▶ **Your task**: Where the string "state" occurs in the material below, report the whole line.

▶ **Source material**:
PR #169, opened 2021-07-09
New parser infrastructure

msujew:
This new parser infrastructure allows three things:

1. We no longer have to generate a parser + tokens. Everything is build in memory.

* * *

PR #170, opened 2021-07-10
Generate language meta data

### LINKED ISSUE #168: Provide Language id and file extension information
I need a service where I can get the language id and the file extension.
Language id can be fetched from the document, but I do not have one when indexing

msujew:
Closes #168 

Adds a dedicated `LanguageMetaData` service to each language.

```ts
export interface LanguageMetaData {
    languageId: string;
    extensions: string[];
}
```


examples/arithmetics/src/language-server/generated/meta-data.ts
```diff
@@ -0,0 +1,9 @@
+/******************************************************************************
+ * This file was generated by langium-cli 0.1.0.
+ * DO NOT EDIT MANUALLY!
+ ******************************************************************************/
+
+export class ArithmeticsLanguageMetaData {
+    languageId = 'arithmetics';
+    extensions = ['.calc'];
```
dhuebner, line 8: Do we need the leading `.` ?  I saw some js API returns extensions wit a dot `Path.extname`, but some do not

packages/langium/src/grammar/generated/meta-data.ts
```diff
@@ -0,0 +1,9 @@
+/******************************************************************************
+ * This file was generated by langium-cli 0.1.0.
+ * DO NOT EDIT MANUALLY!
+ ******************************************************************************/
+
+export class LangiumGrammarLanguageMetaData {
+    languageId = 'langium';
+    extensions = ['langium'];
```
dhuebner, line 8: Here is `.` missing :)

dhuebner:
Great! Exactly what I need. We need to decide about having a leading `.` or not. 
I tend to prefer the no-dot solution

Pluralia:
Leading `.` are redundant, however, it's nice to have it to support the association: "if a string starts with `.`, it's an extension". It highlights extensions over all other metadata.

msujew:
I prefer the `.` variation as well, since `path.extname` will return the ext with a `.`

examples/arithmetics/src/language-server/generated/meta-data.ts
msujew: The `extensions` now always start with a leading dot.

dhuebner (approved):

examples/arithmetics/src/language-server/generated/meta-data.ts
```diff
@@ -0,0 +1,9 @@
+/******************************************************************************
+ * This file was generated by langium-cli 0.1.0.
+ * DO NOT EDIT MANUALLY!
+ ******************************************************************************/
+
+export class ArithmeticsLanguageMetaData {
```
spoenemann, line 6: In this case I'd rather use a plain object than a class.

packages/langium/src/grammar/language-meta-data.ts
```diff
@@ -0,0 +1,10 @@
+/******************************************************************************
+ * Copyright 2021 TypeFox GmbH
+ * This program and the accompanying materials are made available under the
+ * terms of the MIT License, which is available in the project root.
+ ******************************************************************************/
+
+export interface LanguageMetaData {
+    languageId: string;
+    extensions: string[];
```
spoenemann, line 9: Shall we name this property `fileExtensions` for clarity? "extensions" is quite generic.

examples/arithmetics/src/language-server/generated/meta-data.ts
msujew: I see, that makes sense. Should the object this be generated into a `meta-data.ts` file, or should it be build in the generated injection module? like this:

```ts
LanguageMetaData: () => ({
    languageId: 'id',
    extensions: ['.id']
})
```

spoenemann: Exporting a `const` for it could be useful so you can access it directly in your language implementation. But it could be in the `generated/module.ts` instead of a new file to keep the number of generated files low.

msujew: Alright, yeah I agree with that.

...

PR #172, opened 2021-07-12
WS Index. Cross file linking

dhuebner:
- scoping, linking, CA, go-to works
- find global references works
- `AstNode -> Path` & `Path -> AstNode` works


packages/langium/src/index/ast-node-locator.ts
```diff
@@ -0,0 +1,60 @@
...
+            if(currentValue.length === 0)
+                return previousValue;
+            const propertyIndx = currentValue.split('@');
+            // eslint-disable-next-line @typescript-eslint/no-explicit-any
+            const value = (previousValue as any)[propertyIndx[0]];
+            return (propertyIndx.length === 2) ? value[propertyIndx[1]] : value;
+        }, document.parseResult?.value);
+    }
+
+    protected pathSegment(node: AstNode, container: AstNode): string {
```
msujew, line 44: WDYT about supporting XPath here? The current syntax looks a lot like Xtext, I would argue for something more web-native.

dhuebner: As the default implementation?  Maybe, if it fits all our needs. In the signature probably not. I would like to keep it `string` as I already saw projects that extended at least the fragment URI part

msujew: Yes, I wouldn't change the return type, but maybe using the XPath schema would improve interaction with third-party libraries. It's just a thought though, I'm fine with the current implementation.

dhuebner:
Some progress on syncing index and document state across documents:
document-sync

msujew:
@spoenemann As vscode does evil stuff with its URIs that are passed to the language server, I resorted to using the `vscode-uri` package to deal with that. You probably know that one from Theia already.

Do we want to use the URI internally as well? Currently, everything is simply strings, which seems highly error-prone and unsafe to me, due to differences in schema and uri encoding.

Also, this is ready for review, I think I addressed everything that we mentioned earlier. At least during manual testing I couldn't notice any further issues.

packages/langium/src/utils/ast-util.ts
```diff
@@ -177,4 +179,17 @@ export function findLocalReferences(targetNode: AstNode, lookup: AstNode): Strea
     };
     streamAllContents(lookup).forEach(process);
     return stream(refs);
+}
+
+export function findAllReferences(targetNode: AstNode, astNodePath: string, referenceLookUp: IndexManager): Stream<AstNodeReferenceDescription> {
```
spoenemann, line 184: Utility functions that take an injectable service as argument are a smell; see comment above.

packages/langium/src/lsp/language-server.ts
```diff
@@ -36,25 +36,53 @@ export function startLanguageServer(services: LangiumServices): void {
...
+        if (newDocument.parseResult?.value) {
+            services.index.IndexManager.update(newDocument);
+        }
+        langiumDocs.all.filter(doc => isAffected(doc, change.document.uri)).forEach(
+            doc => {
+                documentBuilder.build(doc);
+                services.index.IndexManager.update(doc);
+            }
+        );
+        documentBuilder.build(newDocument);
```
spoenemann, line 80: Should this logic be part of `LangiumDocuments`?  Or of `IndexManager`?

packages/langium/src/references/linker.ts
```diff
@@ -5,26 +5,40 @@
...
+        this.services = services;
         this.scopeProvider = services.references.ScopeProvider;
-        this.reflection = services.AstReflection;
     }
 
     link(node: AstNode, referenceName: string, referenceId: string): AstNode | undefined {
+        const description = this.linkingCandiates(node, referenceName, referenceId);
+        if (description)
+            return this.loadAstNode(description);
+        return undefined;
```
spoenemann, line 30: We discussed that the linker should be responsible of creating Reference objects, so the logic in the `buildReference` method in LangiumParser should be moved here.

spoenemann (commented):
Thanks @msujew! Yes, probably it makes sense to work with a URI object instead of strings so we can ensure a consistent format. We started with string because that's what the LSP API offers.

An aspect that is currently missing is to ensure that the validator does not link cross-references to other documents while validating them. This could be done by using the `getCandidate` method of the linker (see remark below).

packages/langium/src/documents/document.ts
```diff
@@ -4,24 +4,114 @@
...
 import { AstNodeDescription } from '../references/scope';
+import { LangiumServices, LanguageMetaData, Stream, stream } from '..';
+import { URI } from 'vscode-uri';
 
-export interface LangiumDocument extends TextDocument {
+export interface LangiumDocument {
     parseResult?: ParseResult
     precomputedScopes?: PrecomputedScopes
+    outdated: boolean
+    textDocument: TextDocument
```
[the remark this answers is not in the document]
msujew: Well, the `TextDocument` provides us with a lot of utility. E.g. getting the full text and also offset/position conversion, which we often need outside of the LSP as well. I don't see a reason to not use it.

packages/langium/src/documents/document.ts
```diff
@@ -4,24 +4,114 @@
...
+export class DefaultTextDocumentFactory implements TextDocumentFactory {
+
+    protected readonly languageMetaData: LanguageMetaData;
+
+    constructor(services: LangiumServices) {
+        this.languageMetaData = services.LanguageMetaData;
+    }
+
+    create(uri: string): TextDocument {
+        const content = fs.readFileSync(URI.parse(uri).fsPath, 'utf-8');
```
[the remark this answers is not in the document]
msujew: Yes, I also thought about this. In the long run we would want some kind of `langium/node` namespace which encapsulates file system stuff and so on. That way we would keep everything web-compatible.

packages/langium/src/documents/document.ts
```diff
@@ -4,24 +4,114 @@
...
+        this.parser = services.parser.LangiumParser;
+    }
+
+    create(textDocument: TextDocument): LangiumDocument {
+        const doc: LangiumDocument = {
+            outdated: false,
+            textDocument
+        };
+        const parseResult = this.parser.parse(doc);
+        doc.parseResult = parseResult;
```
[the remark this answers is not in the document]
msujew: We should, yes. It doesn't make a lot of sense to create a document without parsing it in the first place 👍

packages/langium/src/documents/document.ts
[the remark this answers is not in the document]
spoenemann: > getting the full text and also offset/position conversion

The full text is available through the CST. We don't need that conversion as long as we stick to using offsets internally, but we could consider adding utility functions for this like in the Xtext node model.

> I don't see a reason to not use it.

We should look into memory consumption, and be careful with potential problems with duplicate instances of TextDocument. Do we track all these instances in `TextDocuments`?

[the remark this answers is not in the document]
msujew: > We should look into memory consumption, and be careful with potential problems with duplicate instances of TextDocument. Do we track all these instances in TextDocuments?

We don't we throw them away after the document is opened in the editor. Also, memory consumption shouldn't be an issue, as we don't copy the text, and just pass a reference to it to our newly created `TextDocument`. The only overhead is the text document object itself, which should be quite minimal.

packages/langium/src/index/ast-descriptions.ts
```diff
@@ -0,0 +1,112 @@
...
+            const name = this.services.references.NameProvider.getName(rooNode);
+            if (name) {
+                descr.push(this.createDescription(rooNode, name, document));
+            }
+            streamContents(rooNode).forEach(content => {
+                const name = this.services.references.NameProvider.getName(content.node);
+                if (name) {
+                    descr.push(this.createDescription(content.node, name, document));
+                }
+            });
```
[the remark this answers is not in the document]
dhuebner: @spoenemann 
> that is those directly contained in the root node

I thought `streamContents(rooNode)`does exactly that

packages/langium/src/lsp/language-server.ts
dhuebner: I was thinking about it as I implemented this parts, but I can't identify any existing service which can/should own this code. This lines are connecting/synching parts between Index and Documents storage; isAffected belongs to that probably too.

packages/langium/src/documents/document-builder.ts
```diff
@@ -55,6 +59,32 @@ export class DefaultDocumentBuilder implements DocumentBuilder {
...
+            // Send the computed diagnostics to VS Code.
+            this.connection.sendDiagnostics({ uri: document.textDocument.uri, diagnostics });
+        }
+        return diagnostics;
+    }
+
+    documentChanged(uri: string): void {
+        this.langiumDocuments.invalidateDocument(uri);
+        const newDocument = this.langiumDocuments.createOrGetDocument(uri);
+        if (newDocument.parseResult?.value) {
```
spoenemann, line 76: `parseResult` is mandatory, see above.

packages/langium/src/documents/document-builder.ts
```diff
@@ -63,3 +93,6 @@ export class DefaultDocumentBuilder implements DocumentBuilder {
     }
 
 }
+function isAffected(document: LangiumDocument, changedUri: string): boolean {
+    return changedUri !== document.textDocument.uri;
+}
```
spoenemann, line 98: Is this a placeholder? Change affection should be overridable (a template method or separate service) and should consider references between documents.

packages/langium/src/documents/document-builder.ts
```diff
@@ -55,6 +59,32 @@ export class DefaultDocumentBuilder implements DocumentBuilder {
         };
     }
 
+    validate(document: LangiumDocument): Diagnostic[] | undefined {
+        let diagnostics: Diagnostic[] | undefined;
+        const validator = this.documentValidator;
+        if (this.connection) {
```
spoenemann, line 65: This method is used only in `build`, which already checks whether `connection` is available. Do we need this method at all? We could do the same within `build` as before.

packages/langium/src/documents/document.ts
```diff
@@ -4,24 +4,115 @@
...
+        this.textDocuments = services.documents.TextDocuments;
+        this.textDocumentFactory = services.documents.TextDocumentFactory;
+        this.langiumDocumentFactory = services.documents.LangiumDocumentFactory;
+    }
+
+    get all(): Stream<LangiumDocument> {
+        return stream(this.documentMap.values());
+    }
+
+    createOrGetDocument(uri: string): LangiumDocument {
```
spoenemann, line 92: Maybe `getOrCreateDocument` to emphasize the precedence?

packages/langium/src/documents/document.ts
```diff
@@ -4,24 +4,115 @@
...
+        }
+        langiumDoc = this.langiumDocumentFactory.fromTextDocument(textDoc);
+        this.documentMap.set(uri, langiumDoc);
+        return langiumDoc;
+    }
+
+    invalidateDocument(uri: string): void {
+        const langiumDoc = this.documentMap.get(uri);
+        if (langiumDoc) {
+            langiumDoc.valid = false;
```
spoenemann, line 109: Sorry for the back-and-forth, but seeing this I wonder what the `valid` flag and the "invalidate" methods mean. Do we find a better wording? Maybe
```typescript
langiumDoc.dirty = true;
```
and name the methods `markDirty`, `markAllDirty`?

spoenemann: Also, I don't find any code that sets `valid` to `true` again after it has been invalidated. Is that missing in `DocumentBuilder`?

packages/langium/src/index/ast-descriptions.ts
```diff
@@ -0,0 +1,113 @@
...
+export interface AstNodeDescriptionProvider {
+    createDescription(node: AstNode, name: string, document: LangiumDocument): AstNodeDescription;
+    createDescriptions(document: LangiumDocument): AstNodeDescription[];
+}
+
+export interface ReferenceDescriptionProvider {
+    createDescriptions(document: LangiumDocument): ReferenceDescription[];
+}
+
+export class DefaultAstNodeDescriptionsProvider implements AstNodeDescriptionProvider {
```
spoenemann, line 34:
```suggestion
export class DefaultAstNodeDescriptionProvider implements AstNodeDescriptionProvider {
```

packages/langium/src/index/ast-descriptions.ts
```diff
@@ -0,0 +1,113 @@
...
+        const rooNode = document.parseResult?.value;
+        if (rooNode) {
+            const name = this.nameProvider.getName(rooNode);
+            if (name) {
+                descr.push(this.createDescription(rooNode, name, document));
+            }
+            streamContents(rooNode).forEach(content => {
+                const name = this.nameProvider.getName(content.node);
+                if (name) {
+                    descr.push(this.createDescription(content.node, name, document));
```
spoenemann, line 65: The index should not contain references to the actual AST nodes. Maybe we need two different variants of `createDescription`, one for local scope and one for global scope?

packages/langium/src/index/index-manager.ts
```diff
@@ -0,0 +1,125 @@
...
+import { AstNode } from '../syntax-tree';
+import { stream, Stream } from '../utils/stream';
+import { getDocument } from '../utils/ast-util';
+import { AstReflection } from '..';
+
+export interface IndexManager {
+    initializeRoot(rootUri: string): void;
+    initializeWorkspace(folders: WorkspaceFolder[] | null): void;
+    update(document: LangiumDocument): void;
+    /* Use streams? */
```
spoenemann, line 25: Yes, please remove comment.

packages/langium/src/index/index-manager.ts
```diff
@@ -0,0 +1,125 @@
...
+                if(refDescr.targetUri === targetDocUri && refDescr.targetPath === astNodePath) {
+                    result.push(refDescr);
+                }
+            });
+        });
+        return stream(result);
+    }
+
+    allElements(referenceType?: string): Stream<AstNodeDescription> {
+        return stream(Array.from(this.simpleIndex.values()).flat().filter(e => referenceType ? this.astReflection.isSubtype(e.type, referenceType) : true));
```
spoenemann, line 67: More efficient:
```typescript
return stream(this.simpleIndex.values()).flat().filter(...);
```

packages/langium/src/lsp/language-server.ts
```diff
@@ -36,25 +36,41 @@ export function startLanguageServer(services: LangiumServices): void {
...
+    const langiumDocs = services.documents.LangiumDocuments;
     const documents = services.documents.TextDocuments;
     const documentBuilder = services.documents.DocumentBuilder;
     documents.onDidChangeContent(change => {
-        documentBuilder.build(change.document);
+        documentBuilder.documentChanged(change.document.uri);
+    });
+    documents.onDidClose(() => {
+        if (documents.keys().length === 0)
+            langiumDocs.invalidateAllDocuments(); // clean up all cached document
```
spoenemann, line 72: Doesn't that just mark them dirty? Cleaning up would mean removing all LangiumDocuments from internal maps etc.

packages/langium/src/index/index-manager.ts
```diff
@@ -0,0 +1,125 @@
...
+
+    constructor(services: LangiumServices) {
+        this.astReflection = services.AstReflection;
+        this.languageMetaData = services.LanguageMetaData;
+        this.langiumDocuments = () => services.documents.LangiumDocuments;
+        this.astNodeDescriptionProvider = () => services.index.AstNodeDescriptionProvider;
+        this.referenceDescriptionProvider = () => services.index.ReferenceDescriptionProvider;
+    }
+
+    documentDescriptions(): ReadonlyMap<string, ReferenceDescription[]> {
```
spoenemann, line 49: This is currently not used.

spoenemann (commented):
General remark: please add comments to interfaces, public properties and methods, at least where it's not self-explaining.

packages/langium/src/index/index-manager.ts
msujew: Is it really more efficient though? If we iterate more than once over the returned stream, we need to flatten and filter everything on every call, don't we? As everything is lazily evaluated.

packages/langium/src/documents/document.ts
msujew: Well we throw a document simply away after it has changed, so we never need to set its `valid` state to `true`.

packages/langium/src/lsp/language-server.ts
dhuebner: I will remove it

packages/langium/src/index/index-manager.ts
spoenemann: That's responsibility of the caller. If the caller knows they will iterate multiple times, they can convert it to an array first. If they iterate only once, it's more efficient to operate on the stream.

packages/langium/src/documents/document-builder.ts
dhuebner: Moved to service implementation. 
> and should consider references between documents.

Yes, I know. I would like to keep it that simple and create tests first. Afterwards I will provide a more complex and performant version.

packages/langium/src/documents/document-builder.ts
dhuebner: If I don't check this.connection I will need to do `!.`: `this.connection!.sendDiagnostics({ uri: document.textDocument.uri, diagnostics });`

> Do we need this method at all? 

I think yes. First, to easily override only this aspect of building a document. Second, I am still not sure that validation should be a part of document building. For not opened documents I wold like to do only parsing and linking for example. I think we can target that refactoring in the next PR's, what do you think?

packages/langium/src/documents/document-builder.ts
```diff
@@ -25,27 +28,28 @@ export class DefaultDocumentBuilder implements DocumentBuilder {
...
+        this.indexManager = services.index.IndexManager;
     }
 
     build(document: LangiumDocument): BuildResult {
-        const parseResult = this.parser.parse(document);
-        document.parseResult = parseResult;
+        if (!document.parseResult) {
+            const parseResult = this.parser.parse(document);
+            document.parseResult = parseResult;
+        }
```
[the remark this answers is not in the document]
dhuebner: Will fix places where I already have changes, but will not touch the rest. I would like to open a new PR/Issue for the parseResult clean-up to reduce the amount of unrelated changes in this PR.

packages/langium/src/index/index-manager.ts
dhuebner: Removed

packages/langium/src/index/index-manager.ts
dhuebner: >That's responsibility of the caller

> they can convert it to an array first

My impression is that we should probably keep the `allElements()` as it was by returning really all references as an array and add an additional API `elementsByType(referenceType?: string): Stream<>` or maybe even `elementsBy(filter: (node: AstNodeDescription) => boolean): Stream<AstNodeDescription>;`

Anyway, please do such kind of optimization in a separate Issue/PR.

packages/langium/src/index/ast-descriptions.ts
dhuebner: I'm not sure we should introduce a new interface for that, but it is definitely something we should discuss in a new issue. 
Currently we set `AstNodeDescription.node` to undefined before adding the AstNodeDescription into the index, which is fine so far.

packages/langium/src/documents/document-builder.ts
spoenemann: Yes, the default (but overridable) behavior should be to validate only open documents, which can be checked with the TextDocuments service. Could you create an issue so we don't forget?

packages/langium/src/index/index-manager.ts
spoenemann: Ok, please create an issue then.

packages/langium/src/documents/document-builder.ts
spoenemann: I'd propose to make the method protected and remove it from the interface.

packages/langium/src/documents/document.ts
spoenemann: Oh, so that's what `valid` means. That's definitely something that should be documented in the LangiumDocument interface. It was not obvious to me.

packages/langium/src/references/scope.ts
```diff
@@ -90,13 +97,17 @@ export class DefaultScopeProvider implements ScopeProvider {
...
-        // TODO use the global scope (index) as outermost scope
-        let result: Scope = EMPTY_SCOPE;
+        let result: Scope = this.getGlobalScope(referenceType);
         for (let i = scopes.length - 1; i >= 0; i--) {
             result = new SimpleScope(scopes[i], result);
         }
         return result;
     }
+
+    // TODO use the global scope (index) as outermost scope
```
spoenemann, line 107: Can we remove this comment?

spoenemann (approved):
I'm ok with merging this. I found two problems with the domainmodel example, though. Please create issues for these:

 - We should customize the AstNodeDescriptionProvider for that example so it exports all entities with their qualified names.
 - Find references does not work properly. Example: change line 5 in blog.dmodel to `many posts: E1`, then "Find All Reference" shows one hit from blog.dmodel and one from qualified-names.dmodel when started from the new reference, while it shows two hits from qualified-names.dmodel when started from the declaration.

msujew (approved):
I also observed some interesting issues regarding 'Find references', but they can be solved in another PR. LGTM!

▶ **Output of the exercise**:
Some progress on syncing index and document state across documents:
msujew: Well we throw a document simply away after it has changed, so we never need to set its `valid` state to `true`.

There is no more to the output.